# Does it matter what days you train



## rsd147 (Nov 14, 2012)

As it says in the title really. I usually do a PPL routine and usually train Monday, Wednesday and Friday but does it matter what days I train on for example could I do Tuesday, Wednesday and Thursday or Tuesday, Thursday and Friday?


----------



## Dark sim (May 18, 2013)

Does you body know what day it is? No  So there is your answer. Whatever fits best with your life.


----------



## Boshlop (Apr 1, 2012)

if you only have three days free use them three days as training > no training or missed p,p or l in my eyes.

if you have more days just try things out for a month, if you feel like death change the days for more rest or less if you prefer that


----------



## simonthepieman (Jun 11, 2012)

I think it's best to have a day off before legs if possible, but as said the body doesn't know what day it.

going a little off point, nor does the body have an OCD requirement have to have the workout on the same days each week or have a routine that fits 7 day cycle


----------



## a.notherguy (Nov 17, 2008)

simonthepieman said:


> I think it's best to have a day off before legs if possible, but as said the body doesn't know what day it.
> 
> going a little off point, nor does the body have an OCD requirement have to have the workout on the same days each week or have a routine that fits 7 day cycle


everyone knows that you have to train chest on a monday. not training chest on a monday can result in death.


----------



## *Ryan* (Nov 5, 2013)

Isnt monday like international chest day or summat?


----------



## 2H3ENCH4U (May 23, 2012)

a.notherguy said:


> everyone knows that you have to train chest on a monday. not training chest on a monday can result in death.

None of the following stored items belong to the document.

PR #1642, opened 2021-06-17
fix: Send videoType bridge message for mute/unmute on FF.

jallamsetty1:
Set the initial video type state to NONE to cover cases when the endpoint joins video muted.

### DIFF
--- a/modules/RTC/JitsiTrack.js
+++ b/modules/RTC/JitsiTrack.js
@@ -4,7 +4,6 @@ import { getLogger } from 'jitsi-meet-logger';
 
 import * as JitsiTrackEvents from '../../JitsiTrackEvents';
 import * as MediaType from '../../service/RTC/MediaType';
-import VideoType from '../../service/RTC/VideoType';
 import browser from '../browser';
 
 import RTCUtils from './RTCUtils';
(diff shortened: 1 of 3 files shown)


modules/RTC/JitsiTrack.js
```diff
@@ -174,6 +175,13 @@ export default class JitsiTrack extends EventEmitter {
         }
     }
 
+    /**
+     * Returns the video type (camera or desktop) of this track.
+     */
+    getVideoType() {
```
hristoterezov, line 181: If this type will be used only for the messages to the bridge I'd add "bridge" to the name. Also if you don't plan to be public I'd add "_".

Is this the case?

jallamsetty1: > If this type will be used only for the messages to the bridge I'd add "bridge" to the name. Also if you don't plan to be public I'd add "_".
> 
> Is this the case?

It doesn't have to be specific to the bridge message, I made it generic enough so that it can be used for getting the videoType. It is a public method and I am calling that instead of using `track.videoType`.

hristoterezov: What I'm worried about is that currently we use `track.videoType` everywhere including jitsi-meet and also `track.videoType` can't be `'none'` for local video track. IMHO it gets a little confusing whether to use `track.videoType` or `track.getVideoType()` and what result to expect.

jallamsetty1: I can modify it to return the `videoType` and add the muted check wherever the bridge message is sent. What should it return for the audio tracks though ? Is `none` acceptable there ?

hristoterezov (approved):

PR #1646, opened 2021-06-28
fix(VAD): Do not enable VAD on Chrome on iOS.

jallamsetty1:
This causes the audio to not work.


jallamsetty1:
The failing lobby and lastN test on FF are not related to the changes in the PR.

PR #1651, opened 2021-07-07
Small fix in tokens doc.

damencho:


Freddie-m (approved):
This is better. Fixes the confusion that the previous phrase could have caused.

Freddie-m (approved):
This works. Thanks for editing.

raluca8x8 (approved):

This is true .... and remember how are you gonna train chest again on Tuesday if you are dead !?

To answer your question, it doesn't make any difference, as a general rule try to avoid following shoulders with chest or vice versa and a day off before legs makes for a better session.

As your doing P/P/L you shouldn't really have any cross over so just do what you gotta do.


----------



## BoomTime (Feb 19, 2009)

Thats like saying dose it matter what shoes you have on at the gym or what shorts?? No


----------



## ConP (Aug 18, 2013)

Chest responds best when trained on a Monday while Legs need to be performed on a Sunday in order to have maximal anabolism.


----------



## badly_dubbed (Nov 21, 2011)

curious to know your logic in thinking why it wouldnt be ok to train on a different day as opposed to mon,wed,fri


----------



## rsd147 (Nov 14, 2012)

badly_dubbed said:


> curious to know your logic in thinking why it wouldnt be ok to train on a different day as opposed to mon,wed,fri


Why reason behind was because I train three days a week as it suits me but say I did them mon, tues and Wednesday and then did not train again until Monday that's four days rest. Didn't know if it was a good idea


----------



## Nytol (Jul 16, 2005)

A day in between session is optimal IMO, and essential in my own case.


----------



## Dave 0511 (Feb 13, 2009)

I think you are massively over-thinking it, just train mate


----------



## Joe Shmoe (Jan 12, 2009)

Good grief, is this question real?

I normally watch TV on Wednesday, but does it matter if I video it and watch it on a Thursday?


----------



## 1010AD (May 30, 2009)

rsd147 said:


> As it says in the title really. I usually do a PPL routine and usually train Monday, Wednesday and Friday but does it matter what days I train on for example could I do Tuesday, Wednesday and Thursday or Tuesday, Thursday and Friday?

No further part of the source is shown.